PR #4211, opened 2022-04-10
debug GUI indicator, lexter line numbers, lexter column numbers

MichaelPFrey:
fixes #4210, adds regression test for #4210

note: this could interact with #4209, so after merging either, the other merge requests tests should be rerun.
++++++
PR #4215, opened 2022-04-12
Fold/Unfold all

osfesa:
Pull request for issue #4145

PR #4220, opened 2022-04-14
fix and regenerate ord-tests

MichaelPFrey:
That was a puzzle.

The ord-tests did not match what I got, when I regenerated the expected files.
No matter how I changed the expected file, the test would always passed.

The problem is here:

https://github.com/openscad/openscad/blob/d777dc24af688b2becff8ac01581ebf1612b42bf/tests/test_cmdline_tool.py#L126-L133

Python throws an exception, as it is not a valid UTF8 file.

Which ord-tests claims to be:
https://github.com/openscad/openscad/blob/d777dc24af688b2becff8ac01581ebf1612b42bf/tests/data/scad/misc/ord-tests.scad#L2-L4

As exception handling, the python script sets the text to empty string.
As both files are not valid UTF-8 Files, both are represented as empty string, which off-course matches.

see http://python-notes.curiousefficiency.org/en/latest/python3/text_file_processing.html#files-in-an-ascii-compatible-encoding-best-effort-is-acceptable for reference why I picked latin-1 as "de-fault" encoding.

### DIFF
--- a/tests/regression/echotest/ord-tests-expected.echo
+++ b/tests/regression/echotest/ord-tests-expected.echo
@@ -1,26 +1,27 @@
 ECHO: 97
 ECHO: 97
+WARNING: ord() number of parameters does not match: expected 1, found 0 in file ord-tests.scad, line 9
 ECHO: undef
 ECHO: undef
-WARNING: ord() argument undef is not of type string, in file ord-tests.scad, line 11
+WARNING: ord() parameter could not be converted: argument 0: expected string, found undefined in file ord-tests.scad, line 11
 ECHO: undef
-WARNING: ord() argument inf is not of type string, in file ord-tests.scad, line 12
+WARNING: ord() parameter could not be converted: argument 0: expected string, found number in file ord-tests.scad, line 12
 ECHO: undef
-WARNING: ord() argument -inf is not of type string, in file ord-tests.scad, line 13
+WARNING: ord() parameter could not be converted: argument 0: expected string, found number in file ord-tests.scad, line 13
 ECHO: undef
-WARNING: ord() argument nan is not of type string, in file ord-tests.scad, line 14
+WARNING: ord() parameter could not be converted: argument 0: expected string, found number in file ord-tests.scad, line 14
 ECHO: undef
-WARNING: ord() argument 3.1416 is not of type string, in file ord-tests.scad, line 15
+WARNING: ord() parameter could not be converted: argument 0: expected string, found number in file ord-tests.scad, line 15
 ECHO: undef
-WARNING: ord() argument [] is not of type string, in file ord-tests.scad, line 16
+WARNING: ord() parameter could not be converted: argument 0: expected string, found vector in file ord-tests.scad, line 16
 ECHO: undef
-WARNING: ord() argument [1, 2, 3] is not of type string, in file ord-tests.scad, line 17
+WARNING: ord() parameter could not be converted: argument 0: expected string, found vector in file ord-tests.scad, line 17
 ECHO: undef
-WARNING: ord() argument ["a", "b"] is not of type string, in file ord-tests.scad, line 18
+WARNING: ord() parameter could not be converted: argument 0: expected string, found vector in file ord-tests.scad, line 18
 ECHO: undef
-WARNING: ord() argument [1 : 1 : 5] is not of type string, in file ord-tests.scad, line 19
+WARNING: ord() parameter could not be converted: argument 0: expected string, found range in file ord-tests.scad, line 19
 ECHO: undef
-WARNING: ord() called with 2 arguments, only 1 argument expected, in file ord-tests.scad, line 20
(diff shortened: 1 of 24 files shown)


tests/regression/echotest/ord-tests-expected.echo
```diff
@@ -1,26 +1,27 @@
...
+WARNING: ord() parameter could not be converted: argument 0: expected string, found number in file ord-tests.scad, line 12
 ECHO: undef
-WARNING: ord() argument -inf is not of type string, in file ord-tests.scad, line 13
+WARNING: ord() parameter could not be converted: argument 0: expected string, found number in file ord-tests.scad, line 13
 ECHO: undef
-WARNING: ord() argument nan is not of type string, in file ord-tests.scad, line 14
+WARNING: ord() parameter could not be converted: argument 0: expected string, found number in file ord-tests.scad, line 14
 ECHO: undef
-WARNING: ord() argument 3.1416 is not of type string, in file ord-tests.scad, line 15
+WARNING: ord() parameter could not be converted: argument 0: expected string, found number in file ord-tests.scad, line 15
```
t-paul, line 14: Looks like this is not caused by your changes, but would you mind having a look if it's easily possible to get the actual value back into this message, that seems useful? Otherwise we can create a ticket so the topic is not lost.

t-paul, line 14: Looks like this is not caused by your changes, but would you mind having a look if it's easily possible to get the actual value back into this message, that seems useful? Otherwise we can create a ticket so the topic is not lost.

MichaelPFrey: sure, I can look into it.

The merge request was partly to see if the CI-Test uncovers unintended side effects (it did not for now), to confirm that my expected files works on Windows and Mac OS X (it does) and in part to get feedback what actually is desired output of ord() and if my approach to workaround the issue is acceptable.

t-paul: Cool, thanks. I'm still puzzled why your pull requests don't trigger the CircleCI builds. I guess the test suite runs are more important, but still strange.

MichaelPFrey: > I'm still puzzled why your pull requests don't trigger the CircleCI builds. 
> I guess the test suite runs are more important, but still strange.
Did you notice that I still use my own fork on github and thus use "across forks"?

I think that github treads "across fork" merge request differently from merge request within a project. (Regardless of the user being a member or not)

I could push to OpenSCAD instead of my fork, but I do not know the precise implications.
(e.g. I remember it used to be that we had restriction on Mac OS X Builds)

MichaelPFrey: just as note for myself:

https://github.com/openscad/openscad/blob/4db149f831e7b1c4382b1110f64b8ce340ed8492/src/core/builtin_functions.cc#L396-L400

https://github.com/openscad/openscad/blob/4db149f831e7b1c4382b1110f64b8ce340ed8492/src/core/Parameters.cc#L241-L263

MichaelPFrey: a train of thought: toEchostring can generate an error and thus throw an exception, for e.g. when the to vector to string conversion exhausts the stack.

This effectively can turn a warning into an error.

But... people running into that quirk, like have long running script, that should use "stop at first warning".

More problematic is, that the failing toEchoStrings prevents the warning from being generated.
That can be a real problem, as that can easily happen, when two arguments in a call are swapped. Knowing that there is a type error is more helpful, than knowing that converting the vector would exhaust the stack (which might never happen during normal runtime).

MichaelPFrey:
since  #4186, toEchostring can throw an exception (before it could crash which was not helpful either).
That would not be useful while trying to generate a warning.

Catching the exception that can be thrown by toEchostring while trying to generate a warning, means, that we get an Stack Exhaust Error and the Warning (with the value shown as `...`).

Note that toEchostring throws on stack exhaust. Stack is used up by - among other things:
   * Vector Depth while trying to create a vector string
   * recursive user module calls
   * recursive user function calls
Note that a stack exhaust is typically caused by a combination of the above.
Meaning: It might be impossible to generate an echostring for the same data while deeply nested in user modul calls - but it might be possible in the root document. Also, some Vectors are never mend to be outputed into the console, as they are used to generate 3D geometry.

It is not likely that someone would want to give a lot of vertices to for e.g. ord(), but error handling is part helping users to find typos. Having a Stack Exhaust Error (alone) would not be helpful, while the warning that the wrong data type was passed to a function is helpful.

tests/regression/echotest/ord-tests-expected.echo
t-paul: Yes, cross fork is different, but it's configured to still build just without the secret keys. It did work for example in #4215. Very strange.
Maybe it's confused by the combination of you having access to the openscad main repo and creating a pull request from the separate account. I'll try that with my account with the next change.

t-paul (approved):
++++++
[DIRECTIONS FOR THIS TASK]:
Scan the listing for the string "never", then copy every line where it appears.

[RESPONSE FOR THIS EXERCISE]:
That can be a real problem, as that can easily happen, when two arguments in a call are swapped. Knowing that there is a type error is more helpful, than knowing that converting the vector would exhaust the stack (which might never happen during normal runtime).
Meaning: It might be impossible to generate an echostring for the same data while deeply nested in user modul calls - but it might be possible in the root document. Also, some Vectors are never mend to be outputed into the console, as they are used to generate 3D geometry.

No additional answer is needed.